Chemical changes that predispose smoked Cheddar cheese to calcium lactate crystallization

We have observed a high incidence of calcium lactate surface crystals on naturally smoked Cheddar cheese in the retail marketplace. The objective of this study was to identify chemical changes that may occur during natural smoking that render Cheddar cheese more susceptible to calcium lactate crystal formation. Nine random-weight (approximately 300 g) retail-packaged samples of smoked Cheddar cheese were obtained from a commercial manufacturer immediately after the samples were smoked for about 6 h at 20°C in a commercial smokehouse.

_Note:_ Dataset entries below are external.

PR #63143, opened 2025-09-15
[BugFix] Fix incompatible zonemap reuse for fast schema evolution in shared-data

banmoy:
## Why I'm doing:
Fast schema evolution in shared-data modifies a column's type without rewriting data files, and the existing zonemap index is reused for the new type. However, this reuse is not always safe. For certain type conversions, the min/max values stored in the zonemap are no longer valid under the new type's comparison rules, leading to incorrect query results.

For example, when changing a column from `INT` to `STRING`, the numeric ordering (`9 < 123`) differs from the lexicographical ordering (`"123" < "9"`). Reusing the integer-based zonemap for string-based comparisons will cause the query engine to prune data incorrectly. This issue can be reproduced with the following steps:
```
create table t (c0 int, c1 int) duplicate key (c0);

insert into t values (1, 123), (2, 9);

select * from t where c1 = 123;             -- expect one row. correct
+------+------+
| c0   | c1   |
+------+------+
|    1 |  123 |
+------+------+
1 row in set (0.02 sec)

alter table t modify column c1 string;

select * from t where c1 = "123";           -- expect one row, but is empty. wrong
Empty set (0.01 sec)
```

From the profile, we can observe that the zonemap filter unexpectedly pruned all rows.

image

This PR wants to fix the issue.

### Conditions for Zonemap Index Reuse
The zonemap index mechanism is briefly illustrated below. The type conversion that wants to safely reuse the existing zonemap index must meet two conditions simultaneously:
* The type conversion must be monotonically non-decreasing. This ensures that the original min/max values remain valid boundaries after the conversion.
* The type conversion must not change non-null values to null. This is required to keep the has_null and has_not_null metadata accurate.

image

Based on these conditions, the following is the compatibility matrix defining which type conversions can safely reuse the zonemap index.
- Schema Change Conversion Prohibited: ⚪
- Zonmap Index can be reused:  ✅
- Zonmap Index can not be reused:  ❌
image

### Solution

To address this issue, two potential solutions were considered:

**Option 1: Prohibit Incompatible Fast Schema Evolution (FE-side Check)**

This approach involves enhancing the validation logic in the Frontend (FE). Before a fast schema evolution is executed, the system checks if the proposed type change is compatible with zonemap index reuse. If the conversion is not on the approved list, fast schema evolution is disallowed, and the operation falls back to the traditional method of rewriting data and rebuilding the index.

   *   **Pros:** Guarantees that zonemap indexes are always valid and can be used by the query optimizer, ensuring consistent and predictable performance.
   *   **Cons:** A subset of type changes (primarily conversions to/from `VARCHAR`) will not be able to use the fast schema evolution feature. Based on experience, these types of conversions are infrequent.

**Option 2: Conditionally Disable Zonemap Index at Query Time (BE-side Logic)**

This alternative would allow all type conversions to proceed with fast schema evolution. The Backend (BE) would then be responsible for detecting incompatible conversions at query time and disabling the use of the zonemap index for those specific columns.

   *   **Pros:** Allows all type modifications to benefit from fast schema evolution, avoiding data rewrites.
   *   **Cons:** May lead to significant and unpredictable performance degradation for queries, as the optimizer would be unable to use the zonemap for pruning.

**Decision**

Query performance is a critical priority. The zonemap index is a widely used and highly effective optimization, and disabling it could have a severe, hard-to-predict impact. Therefore, **choose Option 1** to guarantee index correctness and consistent query performance. The trade-off of disallowing fast schema evolution for a small number of less common type conversions is acceptable to avoid this risk.

### Code Changes
- Add `ZONEMAP_SCHEMA_CHANGE_MATRIX` and `canReuseZonemapIndex(fromType, toType)` to `SchemaChangeTypeCompatibility`, with clear docs on reuse principles.
- Integrate reuse check into FE fast schema evolution path:
  - In schema change planning, for shared-data fast path, validate each altered column via `canReuseZonemapIndex`.
  - If any column is incompatible, disable fast schema evolution and fall back to data rewrite (rebuild zonemap index).
- Tests:
  - Add/extend unit tests for the compatibility matrix and edge cases.
  - Add/adjust schema change tests to verify fallback behavior under incompatible conversions (e.g., VARCHAR↔INT).

Fixes #issue

## What type of PR is this:

- [X] BugFix
- [ ] Feature
- [ ] Enhancement
- [ ] Refactor
- [ ] UT
- [ ] Doc
- [ ] Tool

- [ ] Feature removed

## Checklist:

- [ ] This is a backport pr

  - [X] 4.0
  - [X] 3.5
  - [X] 3.4
  - [X] 3.3

### DIFF
--- a/fe/fe-core/src/main/java/com/starrocks/catalog/Type.java
+++ b/fe/fe-core/src/main/java/com/starrocks/catalog/Type.java
@@ -903,6 +903,10 @@ public abstract class Type implements Cloneable {
                 !isJsonType() && !isOnlyMetricType() && !isFunctionType() && !isBinaryType();
     }
 
+    public boolean supportZonemap() {
+        return isScalarType() && (isNumericType() || isDateType() || isStringType());
+    }
+
     public static final String NOT_SUPPORT_JOIN_ERROR_MSG =
             "Type (nested) percentile/hll/bitmap/json not support join";
 
--- a/fe/fe-core/src/main/java/com/starrocks/catalog/Type.java
+++ b/fe/fe-core/src/main/java/com/starrocks/catalog/Type.java
@@ -903,7 +903,7 @@ public abstract class Type implements Cloneable {
                 !isJsonType() && !isOnlyMetricType() && !isFunctionType() && !isBinaryType();
     }
 
-    public boolean supportZonemap() {
+    public boolean supportZoneMap() {
         return isScalarType() && (isNumericType() || isDateType() || isStringType());
     }
 
--- a/fe/fe-core/src/main/java/com/starrocks/alter/SchemaChangeHandler.java
+++ b/fe/fe-core/src/main/java/com/starrocks/alter/SchemaChangeHandler.java
@@ -61,6 +61,7 @@ import com.starrocks.catalog.OlapTable.OlapTableState;
 import com.starrocks.catalog.Partition;
 import com.starrocks.catalog.PhysicalPartition;
 import com.starrocks.catalog.Replica;
+import com.starrocks.catalog.SchemaChangeTypeCompatibility;
 import com.starrocks.catalog.SchemaInfo;
 import com.starrocks.catalog.StructField;
 import com.starrocks.catalog.StructType;
@@ -910,6 +911,10 @@ public class SchemaChangeHandler extends AlterHandler {
             if (column.isKey()) {
                 return false;
             }
+        }
+
+        if (!SchemaChangeTypeCompatibility.canReuseZonemapIndex(oriColumn.getType(), modColumn.getType())) {
+            fastSchemaEvolution = false;
         }
 
         return fastSchemaEvolution;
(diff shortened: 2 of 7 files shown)


fe/fe-core/src/main/java/com/starrocks/catalog/Type.java
```diff
@@ -903,6 +903,10 @@ public boolean supportBloomFilter() {
                 !isJsonType() && !isOnlyMetricType() && !isFunctionType() && !isBinaryType();
     }
 
+    public boolean supportZonemap() {
```
xiangguangyxg:
```suggestion
    public boolean supportZoneMap() {
```

alvin-phoenix-ai:
@cursor review

fe/fe-core/src/main/java/com/starrocks/catalog/Type.java
banmoy: fixed

xiangguangyxg (approved):

HangyuanLiu (approved):

alvin-phoenix-ai:
@cursor review

banmoy:
ignore merge 3.3.19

Three similarly sized samples that originated from the same 19.1-kg block of cheese and that were not smoked were also obtained. Within 2 d after smoking, 3 smoked and 3 control (not smoked) samples were sectioned into 5 subsamples at different depths representing 0 to 2, 2 to 4, 4 to 6, 6 to 8, and 8 to 10 mm from the cheese surface. Six additional smoked cheese samples were similarly sectioned at 4 wk and again at 10 wk of storage at 5°C. Sample sections were analyzed for moisture, l(+) and d(−) lactate, pH, and water-soluble calcium. The effects of treatment (smoked, control), depth from cheese surface, and their interactions were analyzed by ANOVA according to a repeated measures design with 2 within-subject variables. Smoked samples contained signficantly lower moisture and lower pH, and higher total lactate-in-moisture (TLIM) and water-soluble calcium-in-moisture (WSCIM) than control cheeses. Smoked samples also contained significant gradients of moisture, pH, TLIM, and WSCIM, with lower moisture and pH, and higher TLIM and WSCIM, occurring at the cheese surface. Gradients of moisture were still present in smoked samples at 4 and 10 wk of storage. In contrast, the pH, TLIM, and WSCIM equilibrated and showed no gradients at 4 and 10 wk. The results indicate that calcium and lactate in the serum phase of the cheese were elevated because of smoking, especially at the cheese surface immediately after smoking treatment, which presumably predisposes the smoked cheeses to increased susceptibility to calcium lactate surface crystallization.